Rautela, K., A. Kumar, S. K. Rana, A. Jugran, and I. D. Bhatt. 2024. Distribution, Chemical Constituents and Biological Properties of Genus Malaxis. Chemistry & Biodiversity. https://doi.org/10.1002/cbdv.202301830

The genus Malaxis (family Orchidaceae), comprises nearly 183 species available across the globe. The plants of this genus have long been employed in traditional medical practices because of their numerous biological properties, like the treatment of infertility, hemostasis, burning sensation, bleeding diathesis, fever, diarrhea, dysentery, febrifuge, tuberculosis, etc. Various reports highlight their phytochemical composition and biological activities. However, there is a lack of systematic review on the distribution, phytochemistry, and biological properties of this genus. Hence, this study aims to conduct a thorough and critical review of Malaxis species, covering data published from 1965 to 2022 with nearly 90 articles. Also, it examines different bioactive compounds, their chemistry, and pharmacotherapeutics as well as their traditional uses. A total of 191 unique compounds, including the oil constituents were recorded from Malaxis species.

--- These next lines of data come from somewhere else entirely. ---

Issue #2659, opened 2025-09-04
Kubernetes secrets example config


S010MON:
### To Reproduce

1. Start the application and login
2. Create a minikube cluster that is able to call the Bailo CR
3. Upload an image to the Bailo CR (creating a model, model-card, and artefact)
4. Create a personal access token
5. Select `Kubernetes Secret`
6. Run through config steps 1 and 2 on the k8s cluster (create secret and apply)
7. Update the `manifest.yaml` file for the deployment and `kubectl apply -f manifest.yaml`

### Expected Behavior:
Image pulls successfully

### Actual Behavior: 
When creating the secret the secret name is created using the `token.description` in step 1, however the `configFileName` is subsequently used as the  reference for the `imagePullSecrets` leading to any images failing to pull when adding this to the k8s manifest.

### Provide environment information

```bash
Identified on https://github.com/gchq/Bailo/commit/ab0d3a40c46a83b6dd3d6366abfaad02f31b0127
```

### What is the priority of your issue?

Low

PR #2660, opened 2025-09-04
Gh 2659 kubernetes secrets example config

S010MON:
This PR fixes a bug in the auto-generated example config that Bailo creates when creating a personal access token as a Kubernetes Secret.

When creating the secret the secret name is created using the `token.description` in step 1, however the `configFileName` is subsequently used as the  reference for the `imagePullSecrets` leading to any images failing to pull when adding this to the k8s manifest.

Being a mainly backend dev, please thoroughly check this PR to ensure that it meets your standards!

### DIFF
--- a/backend/src/migrations/026_refactor_tags_to_entry.ts
+++ b/backend/src/migrations/026_refactor_tags_to_entry.ts
@@ -1,0 +1,28 @@
+import ModelModel from '../models/Model.js'
+
+export async function up() {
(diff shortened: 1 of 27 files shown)


S010MON:
closes #2659

JR40159 (dismissed):

JR40159 (approved):

ARADDCC002:
@S010MON This needs to be updated with the latest changes in main and I think is failing on linting. If you're able to update these we can get it merged in.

The highest active ingredients were obtained from Malaxis acuminata (103) followed by Malaxis muscifera (50) and Malaxis rheedei (33). In conclusion, this review offers an overview of the current state of knowledge on Malaxis species and highlights prospects for future research projects on them. Additionally, it recommends the promotion of domestication studies for rare medicinal orchids like Malaxis and the prompt implementation of conservation measures.

Noori, S., A. Hofmann, D. Rödder, M. Husemann, and H. Rajaei. 2024. A window to the future: effects of climate change on the distribution patterns of Iranian Zygaenidae and their host plants. Biodiversity and Conservation. https://doi.org/10.1007/s10531-023-02760-2

Climate change has been suggested as an important human-induced driver for the ongoing sixth mass extinction. As a common response to climate change, and particularly global warming, species move toward higher latitudes or shift uphill. Furthermore, rapid climate change impacts the biotic interactions of species, particularly in the case of Zygaenid moths which exhibit high specialization in both habitat and host plant preferences. Iranian Zygaenidae are relatively well-known and represent a unique fauna with a high endemism rate (46%) in the whole Palearctic; as such they are a good model group to study the impact of climate change on future distributions. In this study, we used species distribution models (SDMs) and ensembles of small models (ESMs) to investigate the impact of climate change on the future distribution of endemic and non-endemic species of zygaenids, as well as their larval host plants. Three different climate scenarios were applied to forecast the probable responses of the species to different climate change intensities. Our results suggest that the central and southern parts of the country will be impacted profoundly by climate change compared to the northern regions. Beyond this, most endemic species will experience an altitudinal shift from their current range, while non-endemic species may move towards higher latitudes. Considering that the regions with higher diversity of zygaenids are limited to mountainous areas, mainly within the Irano-Anatolian biodiversity hotspot, the identification of their local high diversity regions for conservation practices has a high priority.